══ Extracted records

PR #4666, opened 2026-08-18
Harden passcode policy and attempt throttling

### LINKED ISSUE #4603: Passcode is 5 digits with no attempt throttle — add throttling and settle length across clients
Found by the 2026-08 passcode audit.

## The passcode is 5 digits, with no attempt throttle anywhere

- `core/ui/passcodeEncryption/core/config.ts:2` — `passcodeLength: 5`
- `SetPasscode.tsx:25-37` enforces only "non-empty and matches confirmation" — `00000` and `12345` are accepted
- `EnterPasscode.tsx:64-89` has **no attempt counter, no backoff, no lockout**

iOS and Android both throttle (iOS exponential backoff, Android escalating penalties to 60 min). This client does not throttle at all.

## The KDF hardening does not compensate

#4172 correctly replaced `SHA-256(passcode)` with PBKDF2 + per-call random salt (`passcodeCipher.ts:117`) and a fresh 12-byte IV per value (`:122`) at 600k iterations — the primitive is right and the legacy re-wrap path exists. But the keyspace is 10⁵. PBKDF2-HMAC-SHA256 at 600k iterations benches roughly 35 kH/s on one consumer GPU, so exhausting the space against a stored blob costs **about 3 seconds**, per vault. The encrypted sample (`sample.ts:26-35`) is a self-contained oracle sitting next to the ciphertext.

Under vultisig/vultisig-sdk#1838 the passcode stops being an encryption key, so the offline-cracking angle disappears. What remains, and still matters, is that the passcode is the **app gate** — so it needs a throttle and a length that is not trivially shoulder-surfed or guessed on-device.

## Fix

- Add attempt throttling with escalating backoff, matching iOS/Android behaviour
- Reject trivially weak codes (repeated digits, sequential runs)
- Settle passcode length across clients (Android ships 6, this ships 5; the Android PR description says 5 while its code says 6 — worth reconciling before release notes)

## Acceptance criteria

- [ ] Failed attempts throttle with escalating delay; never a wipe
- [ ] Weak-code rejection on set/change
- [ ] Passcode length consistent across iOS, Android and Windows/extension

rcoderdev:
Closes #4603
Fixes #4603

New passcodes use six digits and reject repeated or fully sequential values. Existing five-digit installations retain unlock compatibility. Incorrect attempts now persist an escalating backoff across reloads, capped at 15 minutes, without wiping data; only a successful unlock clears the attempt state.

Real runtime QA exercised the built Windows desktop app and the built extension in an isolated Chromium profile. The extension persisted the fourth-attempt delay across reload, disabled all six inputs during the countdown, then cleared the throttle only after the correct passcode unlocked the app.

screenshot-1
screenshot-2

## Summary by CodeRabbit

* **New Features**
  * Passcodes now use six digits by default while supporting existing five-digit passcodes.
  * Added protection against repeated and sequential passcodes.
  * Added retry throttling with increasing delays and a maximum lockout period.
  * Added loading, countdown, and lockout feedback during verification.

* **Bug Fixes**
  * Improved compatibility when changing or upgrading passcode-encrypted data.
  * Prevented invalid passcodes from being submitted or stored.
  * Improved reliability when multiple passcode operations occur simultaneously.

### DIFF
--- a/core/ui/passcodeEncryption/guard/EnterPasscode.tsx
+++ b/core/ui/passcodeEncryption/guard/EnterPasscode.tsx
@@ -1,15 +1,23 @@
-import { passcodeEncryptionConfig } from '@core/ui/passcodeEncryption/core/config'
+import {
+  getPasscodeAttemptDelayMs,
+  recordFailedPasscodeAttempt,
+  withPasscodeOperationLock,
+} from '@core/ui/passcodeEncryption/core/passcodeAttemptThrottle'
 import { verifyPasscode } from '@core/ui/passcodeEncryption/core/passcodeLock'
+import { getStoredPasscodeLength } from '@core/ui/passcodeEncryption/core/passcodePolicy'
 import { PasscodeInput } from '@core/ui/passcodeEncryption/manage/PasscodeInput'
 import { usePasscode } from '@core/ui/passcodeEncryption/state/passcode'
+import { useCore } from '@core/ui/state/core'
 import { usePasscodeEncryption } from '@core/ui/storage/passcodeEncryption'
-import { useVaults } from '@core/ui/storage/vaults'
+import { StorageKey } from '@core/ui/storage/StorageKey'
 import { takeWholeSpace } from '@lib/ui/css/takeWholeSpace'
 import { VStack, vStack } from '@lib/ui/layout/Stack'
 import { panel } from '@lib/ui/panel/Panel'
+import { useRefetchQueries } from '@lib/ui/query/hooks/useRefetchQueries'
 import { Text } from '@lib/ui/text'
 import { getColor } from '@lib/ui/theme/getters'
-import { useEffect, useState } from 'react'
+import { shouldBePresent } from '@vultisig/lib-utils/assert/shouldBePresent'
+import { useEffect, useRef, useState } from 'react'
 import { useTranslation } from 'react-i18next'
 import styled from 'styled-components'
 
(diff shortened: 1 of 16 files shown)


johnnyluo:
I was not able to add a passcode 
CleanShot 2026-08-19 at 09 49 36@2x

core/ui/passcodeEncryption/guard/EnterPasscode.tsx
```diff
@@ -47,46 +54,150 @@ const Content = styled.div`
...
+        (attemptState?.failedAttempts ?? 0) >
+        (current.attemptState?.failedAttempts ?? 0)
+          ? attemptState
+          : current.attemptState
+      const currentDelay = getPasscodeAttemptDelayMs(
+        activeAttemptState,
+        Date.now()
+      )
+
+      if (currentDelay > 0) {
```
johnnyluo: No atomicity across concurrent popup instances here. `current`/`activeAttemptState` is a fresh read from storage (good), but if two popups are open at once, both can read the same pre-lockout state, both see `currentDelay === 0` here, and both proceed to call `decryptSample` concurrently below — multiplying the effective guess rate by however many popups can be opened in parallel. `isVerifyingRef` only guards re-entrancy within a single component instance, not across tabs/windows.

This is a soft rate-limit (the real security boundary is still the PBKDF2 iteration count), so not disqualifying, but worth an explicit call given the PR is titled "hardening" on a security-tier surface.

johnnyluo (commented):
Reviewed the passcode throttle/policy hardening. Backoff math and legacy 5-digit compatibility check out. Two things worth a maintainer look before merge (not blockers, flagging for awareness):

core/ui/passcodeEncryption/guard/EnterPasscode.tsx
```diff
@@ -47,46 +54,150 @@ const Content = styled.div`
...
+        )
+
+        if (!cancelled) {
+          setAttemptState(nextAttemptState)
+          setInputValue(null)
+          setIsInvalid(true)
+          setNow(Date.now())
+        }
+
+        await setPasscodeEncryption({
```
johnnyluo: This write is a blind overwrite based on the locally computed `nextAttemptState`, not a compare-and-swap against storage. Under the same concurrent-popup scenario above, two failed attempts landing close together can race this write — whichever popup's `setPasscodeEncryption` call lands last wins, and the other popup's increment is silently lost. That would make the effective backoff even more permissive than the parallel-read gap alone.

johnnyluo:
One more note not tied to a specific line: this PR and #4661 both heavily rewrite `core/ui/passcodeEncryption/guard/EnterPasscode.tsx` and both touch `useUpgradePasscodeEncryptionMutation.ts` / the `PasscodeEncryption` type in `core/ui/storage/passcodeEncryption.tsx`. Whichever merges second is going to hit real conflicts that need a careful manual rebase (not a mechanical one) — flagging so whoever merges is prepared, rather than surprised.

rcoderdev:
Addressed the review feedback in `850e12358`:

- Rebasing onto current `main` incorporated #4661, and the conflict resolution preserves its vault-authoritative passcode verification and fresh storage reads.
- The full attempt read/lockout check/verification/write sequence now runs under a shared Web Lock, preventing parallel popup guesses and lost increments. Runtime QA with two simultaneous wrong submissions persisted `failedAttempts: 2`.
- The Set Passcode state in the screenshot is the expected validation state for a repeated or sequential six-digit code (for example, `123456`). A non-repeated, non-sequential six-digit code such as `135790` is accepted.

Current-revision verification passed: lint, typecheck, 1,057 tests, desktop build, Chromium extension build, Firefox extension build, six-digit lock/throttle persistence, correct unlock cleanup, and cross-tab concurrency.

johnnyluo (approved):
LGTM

════
══ Extracted records

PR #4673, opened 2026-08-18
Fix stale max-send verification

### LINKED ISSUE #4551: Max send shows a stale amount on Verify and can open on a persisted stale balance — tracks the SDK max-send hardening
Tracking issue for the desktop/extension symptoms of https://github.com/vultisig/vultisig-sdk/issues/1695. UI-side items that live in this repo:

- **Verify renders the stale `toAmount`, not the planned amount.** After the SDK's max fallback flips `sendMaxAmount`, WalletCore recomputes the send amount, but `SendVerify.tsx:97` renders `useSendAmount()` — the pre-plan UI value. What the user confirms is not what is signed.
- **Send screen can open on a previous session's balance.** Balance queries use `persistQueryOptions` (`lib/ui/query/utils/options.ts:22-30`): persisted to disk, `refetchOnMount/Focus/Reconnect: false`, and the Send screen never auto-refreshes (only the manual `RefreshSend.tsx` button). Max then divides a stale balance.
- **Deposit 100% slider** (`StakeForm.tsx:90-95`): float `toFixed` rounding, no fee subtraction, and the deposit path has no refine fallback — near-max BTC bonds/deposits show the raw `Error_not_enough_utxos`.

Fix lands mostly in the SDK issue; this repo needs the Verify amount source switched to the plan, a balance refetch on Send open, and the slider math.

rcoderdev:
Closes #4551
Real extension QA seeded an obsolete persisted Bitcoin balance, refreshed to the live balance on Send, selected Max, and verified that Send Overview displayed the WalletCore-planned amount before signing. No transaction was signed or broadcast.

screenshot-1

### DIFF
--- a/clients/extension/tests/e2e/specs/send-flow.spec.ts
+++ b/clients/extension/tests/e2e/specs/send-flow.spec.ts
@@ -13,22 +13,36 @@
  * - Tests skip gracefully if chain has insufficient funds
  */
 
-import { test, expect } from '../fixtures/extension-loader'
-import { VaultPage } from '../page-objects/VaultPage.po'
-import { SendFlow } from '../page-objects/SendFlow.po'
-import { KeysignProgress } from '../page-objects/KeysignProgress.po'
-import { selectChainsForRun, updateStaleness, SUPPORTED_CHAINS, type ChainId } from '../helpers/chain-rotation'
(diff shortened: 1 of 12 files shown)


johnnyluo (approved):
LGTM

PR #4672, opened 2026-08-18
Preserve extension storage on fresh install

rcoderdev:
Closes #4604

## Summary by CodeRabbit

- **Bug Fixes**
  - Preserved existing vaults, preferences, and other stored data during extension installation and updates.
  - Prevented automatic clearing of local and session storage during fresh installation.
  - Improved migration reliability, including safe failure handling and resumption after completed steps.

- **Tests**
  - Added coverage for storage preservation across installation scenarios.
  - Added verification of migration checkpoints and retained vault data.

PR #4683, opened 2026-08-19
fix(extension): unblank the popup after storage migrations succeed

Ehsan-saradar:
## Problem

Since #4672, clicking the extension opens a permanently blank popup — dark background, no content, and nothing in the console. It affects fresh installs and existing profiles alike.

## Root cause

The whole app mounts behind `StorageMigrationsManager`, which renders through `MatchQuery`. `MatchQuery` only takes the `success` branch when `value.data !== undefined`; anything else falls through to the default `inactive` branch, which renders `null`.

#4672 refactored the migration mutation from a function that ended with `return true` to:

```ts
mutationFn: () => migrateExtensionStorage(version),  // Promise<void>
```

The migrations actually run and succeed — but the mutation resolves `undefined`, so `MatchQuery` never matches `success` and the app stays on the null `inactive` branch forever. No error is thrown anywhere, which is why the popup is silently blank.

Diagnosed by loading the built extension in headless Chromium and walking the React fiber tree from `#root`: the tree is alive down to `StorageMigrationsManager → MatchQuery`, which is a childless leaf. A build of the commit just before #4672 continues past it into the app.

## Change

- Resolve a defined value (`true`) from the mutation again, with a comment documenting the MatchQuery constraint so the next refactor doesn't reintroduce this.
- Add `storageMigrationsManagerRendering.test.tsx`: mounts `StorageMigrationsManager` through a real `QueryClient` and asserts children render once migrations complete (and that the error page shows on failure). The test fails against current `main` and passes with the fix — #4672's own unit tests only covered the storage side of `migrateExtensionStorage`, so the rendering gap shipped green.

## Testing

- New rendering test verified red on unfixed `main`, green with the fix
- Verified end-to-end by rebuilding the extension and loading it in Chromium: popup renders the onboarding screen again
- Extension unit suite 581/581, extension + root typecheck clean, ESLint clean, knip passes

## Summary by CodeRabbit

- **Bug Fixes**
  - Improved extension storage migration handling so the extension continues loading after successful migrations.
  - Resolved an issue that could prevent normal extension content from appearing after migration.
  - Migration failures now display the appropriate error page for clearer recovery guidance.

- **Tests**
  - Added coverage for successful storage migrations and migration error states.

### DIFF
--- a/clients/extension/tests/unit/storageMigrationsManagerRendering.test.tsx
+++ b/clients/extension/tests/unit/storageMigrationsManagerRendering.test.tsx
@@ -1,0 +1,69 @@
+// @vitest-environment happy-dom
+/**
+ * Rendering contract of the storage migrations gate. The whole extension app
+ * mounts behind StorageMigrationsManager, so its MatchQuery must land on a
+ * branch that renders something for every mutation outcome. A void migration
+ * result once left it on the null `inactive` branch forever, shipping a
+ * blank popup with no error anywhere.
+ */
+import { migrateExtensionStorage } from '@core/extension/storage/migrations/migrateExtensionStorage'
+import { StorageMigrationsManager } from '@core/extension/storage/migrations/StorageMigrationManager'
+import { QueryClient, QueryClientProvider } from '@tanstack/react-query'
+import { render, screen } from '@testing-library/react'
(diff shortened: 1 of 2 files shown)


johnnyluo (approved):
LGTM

════

> _What is needed_
Set down only the lines above that fall between the line holding "PR #4666, opened 2026-08-18" and the line holding "## The KDF hardening does not compensate", inclusive, keeping each exact.

> _Answer to the exercise_
PR #4666, opened 2026-08-18
Harden passcode policy and attempt throttling

### LINKED ISSUE #4603: Passcode is 5 digits with no attempt throttle — add throttling and settle length across clients
Found by the 2026-08 passcode audit.

## The passcode is 5 digits, with no attempt throttle anywhere

- `core/ui/passcodeEncryption/core/config.ts:2` — `passcodeLength: 5`
- `SetPasscode.tsx:25-37` enforces only "non-empty and matches confirmation" — `00000` and `12345` are accepted
- `EnterPasscode.tsx:64-89` has **no attempt counter, no backoff, no lockout**

iOS and Android both throttle (iOS exponential backoff, Android escalating penalties to 60 min). This client does not throttle at all.

## The KDF hardening does not compensate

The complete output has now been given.